[[ Data provided, beginning ]]

PR #2800, opened 2026-08-08
add a monitor action

sylvestre:


src/cmdline.rs
```diff
@@ -132,6 +147,18 @@ fn get_clap_command() -> clap::Command {
             flag_infer_long("show-adv-stats")
                 .help("show advanced cache statistics")
                 .action(ArgAction::SetTrue),
+            flag_infer_long("monitor")
+                .help("watch cache statistics live in a terminal dashboard")
+                .action(ArgAction::SetTrue),
+            flag_infer_long("monitor-interval")
+                .help("polling interval of `--monitor`, in seconds (0.2 to 60)")
```
AJIOB:
```suggestion
                .help(format!("polling interval of `--monitor`, in seconds ({} to {})", MIN_MONITOR_INTERVAL, MAX_MONITOR_INTERVAL))
```

nit: single responsibility

docs/Monitoring.md
```diff
@@ -0,0 +1,135 @@
...
+```
+sccache --monitor                          # poll once a second
+sccache --monitor --monitor-interval 0.25  # poll four times a second
+```
+
+`--monitor-interval` accepts 0.2 to 60 seconds; anything outside that range is
+rejected rather than silently clamped.
+
+The monitor connects to the same address as every other sccache client, so
+`SCCACHE_SERVER_PORT` and `SCCACHE_SERVER_UDS` are honoured:
```
glandium, line 30: honored (honoured` is British English).

docs/Monitoring.md
```diff
@@ -0,0 +1,135 @@
...
+
+```
+env SCCACHE_SERVER_UDS=$HOME/sccache.sock sccache --monitor
+```
+
+If no server is running, the monitor does *not* start one: it shows
+`disconnected` and attaches as soon as a server appears. It also survives the
+server being stopped and restarted underneath it.
```
glandium, line 38: I feel like `sccache --monitor` starting a server wouldn't be a bad thing, but this doesn't have to block merging this.

docs/Monitoring.md
```diff
@@ -0,0 +1,135 @@
...
+
+## Panes
```
glandium, line 40: The UI should be self-explanatory, and we shouldn't need to document how it works in this file. Moreover, this is a maintenance nightmare.

docs/Monitoring.md
```diff
@@ -0,0 +1,135 @@
...
+
+The file is followed the way `tail -f` does: the monitor reads the last 64 KiB
+at startup and appends what arrives after that, keeping the most recent 10,000
+lines to scroll back through. It does not need the file to exist yet — it will
+pick it up when it appears — and if the file is truncated or replaced it starts
+over rather than going quiet. Lines are coloured by level, and a line with no
+level of its own, such as the middle of a panic backtrace, keeps the colour of
+the line above it. Any colour codes already in the file are stripped: logging is
+set up before the daemon redirects its stderr, so a server started from a
+terminal writes the escapes env_logger chose for a tty into the log.
```
glandium, line 98: Implementation details are not really that interesting to put in this doc.

docs/Monitoring.md
```diff
@@ -0,0 +1,135 @@
...
+
+The server has no logging RPC: it logs by having its stderr redirected to the
+file named by `SCCACHE_ERROR_LOG`, with `SCCACHE_LOG` setting the verbosity (see
+[Debugging](../README.md#debugging)). So start the server with a log and point
+the monitor at it:
+
+```
+SCCACHE_ERROR_LOG=/tmp/sccache.log SCCACHE_LOG=debug sccache --start-server
+sccache --monitor --monitor-log /tmp/sccache.log
+```
```
glandium, line 84: While --monitor-log defaulting SCCACHE_ERROR_LOG makes it a little more convenient, the fact that server needs to be started with this set makes the log monitoring not all that interesting. You might as well... tail -f the file yourself.

docs/Monitoring.md
```diff
@@ -0,0 +1,135 @@
...
+level of its own, such as the middle of a panic backtrace, keeps the colour of
+the line above it. Any colour codes already in the file are stripped: logging is
+set up before the daemon redirects its stderr, so a server started from a
+terminal writes the escapes env_logger chose for a tty into the log.
+
+Note that the monitor silences *its own* logging while the dashboard is up.
+Otherwise a `SCCACHE_LOG` exported for the whole shell would have this process
+writing log lines onto the terminal it is drawing the dashboard on.
+
+## Sharing a terminal
```
glandium, line 104: Starting from here, there's a lot of implementation details that are not that interesting to be documented here. These kind of things are better in comments close to the relevant code.

README.md
```diff
@@ -252,6 +258,15 @@ The list of features can be found in the `Cargo.toml` file, `[features]` section
 
 By default, `sccache` builds with support for all storage backends, but individual backends may be disabled by resetting the list of features and enabling all the other backends. Refer the [Cargo Documentation](http://doc.crates.io/manifest.html#the-features-section) for details on how to select features with Cargo.
 
+The `monitor` feature is *not* part of the default build, and neither the
+default nor the `all` feature set pulls it in — enable it explicitly if you want
```
glandium, line 262: why not put it in `all`? I mean, if `all` doesn't enable all features, then what does?
(and yes, that does mean default would need to not be all)

src/cmdline.rs
```diff
@@ -151,7 +151,7 @@ fn get_clap_command() -> clap::Command {
                 .help("watch cache statistics live in a terminal dashboard")
                 .action(ArgAction::SetTrue),
             flag_infer_long("monitor-interval")
-                .help("polling interval of `--monitor`, in seconds (0.2 to 60)")
+                .help(format!("polling interval of `--monitor`, in seconds ({} to {})", MIN_MONITOR_INTERVAL, MAX_MONITOR_INTERVAL))
```
glandium, line 154: rustfmt is not happy with this

.github/workflows/ci.yml
glandium, line 19: clippy is not running on the monitor code (btw, it's also not running on the dist-server code)

src/monitor.rs
```diff
@@ -0,0 +1,1942 @@
...
+use crate::protocol::{Request, Response};
+use crate::server::{DistInfo, PerLanguageCount, ServerInfo, ServerStats};
+use crate::util::fmt_duration_as_secs;
+use tail::LogEvent;
+
+/// How many samples of history to keep for the sparklines.
+const HISTORY: usize = 512;
+/// Bounds on the poll interval, adjustable with `+`/`-`.
+const MIN_INTERVAL: Duration = Duration::from_millis(200);
+const MAX_INTERVAL: Duration = Duration::from_secs(60);
```
glandium, line 59: This duplicates MIN/MAX_MONITOR_INTERVAL in cmdline.rs.

src/monitor.rs
```diff
@@ -0,0 +1,1942 @@
...
+        }
+    }
+
+    fn reset_history(&mut self) {
+        self.prev = None;
+        self.rates = Rates::default();
+        self.hist_requests.clear();
+        self.hist_hits.clear();
+        self.hist_misses.clear();
+    }
```
glandium, line 606: how about hist_size, hist_growth, trims, trimmed?
History should probably be in a separate struct with its own `impl Default` (`#[derive]` would probably be enough), making resetting history easier to maintain.

src/cmdline.rs
```diff
@@ -132,6 +147,18 @@ fn get_clap_command() -> clap::Command {
...
+                .action(ArgAction::SetTrue),
+            flag_infer_long("monitor-interval")
+                .help(format!("polling interval of `--monitor`, in seconds ({} to {})", MIN_MONITOR_INTERVAL, MAX_MONITOR_INTERVAL))
+                .value_name("SECS")
+                .value_parser(clap::value_parser!(f64))
+                .default_value("1"),
+            flag_infer_long("monitor-log")
+                .help("log file for `--monitor` to follow [default: $SCCACHE_ERROR_LOG]")
+                .value_name("FILE")
+                .value_parser(clap::value_parser!(PathBuf)),
```
glandium, line 161: both these flags should require --monitor

scripts/try-monitor.sh
```diff
@@ -0,0 +1,169 @@
+#!/usr/bin/env bash
+#
+# Try out `sccache --monitor` against a throwaway server.
```
glandium, line 3: This is not a test, and apparently nothing is running the script. Is that intended?

src/monitor.rs
```diff
@@ -0,0 +1,1942 @@
...
+                self.updates += 1;
+                self.last_update = Some(now);
+                self.error = None;
+            }
+            Sample::Dist(info) => self.dist = Some(*info),
+            Sample::Zeroed => {
+                self.reset_history();
+                // Drop the pre-zero snapshot too, otherwise the counters keep
+                // showing the old totals until the next poll lands. The poller
+                // re-polls immediately after zeroing, so this is one frame.
```
glandium, line 588: This doesn't happen while paused. Whether that's a problem or not is another question.

glandium (changes requested):
Note: I haven't dug deep in the monitor implementation itself yet, but there's already enough substance in this review for a first round.

PR #2806, opened 2026-08-12
fix(dist): close piped stdin before waiting on the child

### LINKED ISSUE #2805: sccache-dist: Docker builder hangs indefinitely — `docker cp -` is never sent EOF
A build server configured with `[builder] type = "docker"` never completes a job. The first `docker cp - <container>:/` invocation blocks forever, so the build server holds the job until the client times out and falls back to local compilation.

`CommandExt::check_piped` (`src/bin/sccache-dist/build.rs`) moves the child's stdin out of the `Child` and keeps it alive across `wait_with_output()`. The write end of the pipe therefore stays open while the parent waits for the child to exit, and `docker cp -` does not exit until it sees EOF on stdin.

## Environment

- sccache v0.17.0 (`sccache-dist` built with `--features dist-server`)
- Code path unchanged at `67683cc` (current `main` at time of writing)
- Build servers running Docker 27.5.1 (where the hang was observed)
- The `docker cp` behaviour below re-confirmed on Docker 29.7.2, the current release — it is not specific to an old client
- Affects `BuilderType::Docker` only; the `overlay` and `pot` builders do not use `check_piped`

## Steps to reproduce

1. Run a scheduler and a build server, with the server configured as:

```toml
[builder]
type = "docker"
```

2. From a client with `[dist] scheduler_url` pointing at the scheduler, compile any single C file:

```sh
sccache gcc -c hello.c -o hello.o
```

## Expected

The job is built in the container and the object returned to the client.

## Actual

The build server makes no progress. The target container remains in `Created`, a `docker cp` process remains alive indefinitely, and no job ever completes. The client eventually reports a distributed failure and compiles locally:

```text
Could not perform distributed compile, falling back to local
```

## Analysis

```rust
// src/bin/sccache-dist/build.rs:48
fn check_piped(&mut self, pipe: &mut dyn FnMut(&mut ChildStdin) -> Result<()>) -> Result<()> {
    let mut process = self
        .stdin(Stdio::piped())
        .spawn()
        .context("Failed to start command")?;
    let mut stdin = process
        .stdin
        .take()
        .expect("Requested piped stdin but not present");
    pipe(&mut stdin).context("Failed to pipe input to process")?;
    let output = process
        .wait_with_output()
        .context("Failed to wait for process to return")?;
    check_output(&output)
}
```

`stdin` is an owned `ChildStdin` produced by `.take()`. It is dropped at the end of the function's scope, which is *after* `wait_with_output()` returns.

`Child::wait_with_output` closes only the stdin still held by the `Child`:

```rust
pub fn wait_with_output(mut self) -> io::Result<Output> {
    drop(self.stdin.take());
    ...
}
```

Because `check_piped` already took it, `self.stdin` is `None` and that `drop` is a no-op. The pipe's write end remains open for the duration of the wait.

The closure cannot close it either: its parameter is `&mut ChildStdin`, so the callee has no way to drop the value. Only `check_piped` can.

### `docker cp -` requires EOF, not just a complete archive

This can be confirmed without sccache. A complete, valid tar is written, then the write end is held open:

```sh
docker run --rm alpine sh -c 'mkdir -p /s && echo hi > /s/f && tar -cf - -C /s f' > /tmp/t.tar
docker run --rm -i alpine tar -tf - < /tmp/t.tar     # archive is valid and complete

docker create --name cptest alpine true

# control — writer closes immediately
time ( cat /tmp/t.tar ) | docker cp - cptest:/          # returns in ~0s

# writer stays open for 20s after the complete archive
time ( cat /tmp/t.tar; sleep 20 ) | docker cp - cptest:/  # returns after 20s
```

Observed on Docker 29.7.2, timing `docker cp` itself:

```text
control:    docker cp - cptest:/   0.019 total
held open:  docker cp - cptest:/  20.013 total
```

`docker cp -` waits for the writer to close even when it already holds a complete archive. The same result was obtained on an earlier client, so this is long-standing behavior rather than a regression in a particular release.

## Affected call sites

Both are in `DockerBuilder`:

- `build.rs:720` — `make_image`, copying the toolchain tar
  (`Failed to copy toolchain tar into container`)
- `build.rs:771` — `perform_build`, copying the inputs tar
  (`Failed to copy inputs tar into container`)

Both call sites already `drop()` the corresponding *reader* immediately after the call (`drop(toolchain_rdr)` at `:725`, `drop(inputs_rdr)` at `:776`); the writer is the one left open.

## Suggested fix

Drop `stdin` before waiting:

```rust
pipe(&mut stdin).context("Failed to pipe input to process")?;
drop(stdin);
let output = process
    .wait_with_output()
    .context("Failed to wait for process to return")?;
```

An alternative consistent with the existing `// Should really take a FnOnce/FnBox` note is to pass `ChildStdin` by value into the closure so the callee owns and drops it.

I have this change running and can open a PR if it is wanted.

oguzhanmeteozturk:
Fixes #2805

## What

`CommandExt::check_piped` drops the `ChildStdin` it took from the `Child` before
calling `wait_with_output()`, so the child sees EOF on stdin.

```diff
     pipe(&mut stdin).context("Failed to pipe input to process")?;
+    // `process.stdin` was moved out by the `.take()` above, so
+    // `wait_with_output()` has no stdin left to close. Without this the write
+    // end stays open for the rest of the function and a child that reads to EOF
+    // never returns.
+    drop(stdin);
     let output = process
         .wait_with_output()
         .context("Failed to wait for process to return")?;
```

## Why

`check_piped` takes stdin out of the `Child`:

```rust
let mut stdin = process.stdin.take().expect("Requested piped stdin but not present");
```

`stdin` is owned and lives until the end of the function, so it is still open
while `wait_with_output()` blocks. `Child::wait_with_output` closes only the
stdin still held by the `Child` (`drop(self.stdin.take())`), which is `None`
here, making that a no-op.

The closure cannot close it either — its parameter is `&mut ChildStdin`, so the
callee cannot drop the value. Only `check_piped` can.

The two callers are `DockerBuilder::make_image` (`build.rs:720`) and
`DockerBuilder::perform_build` (`build.rs:771`), both of which pipe a tar into
`docker cp - <container>:/`. `docker cp -` reads until EOF, so with the write end
held open it never exits, and every job on a `type = "docker"` build server
blocks indefinitely with its container left in `Created`.

Both call sites already `drop()` the corresponding reader right after the call
(`drop(toolchain_rdr)`, `drop(inputs_rdr)`); this makes the writer symmetric.

## Reproducing the underlying behaviour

[[ Data provided, end ]]

About this task: Every line above with the word "appears" is to be copied out.

Exercise solution:
+`disconnected` and attaches as soon as a server appears. It also survives the
+pick it up when it appears — and if the file is truncated or replaced it starts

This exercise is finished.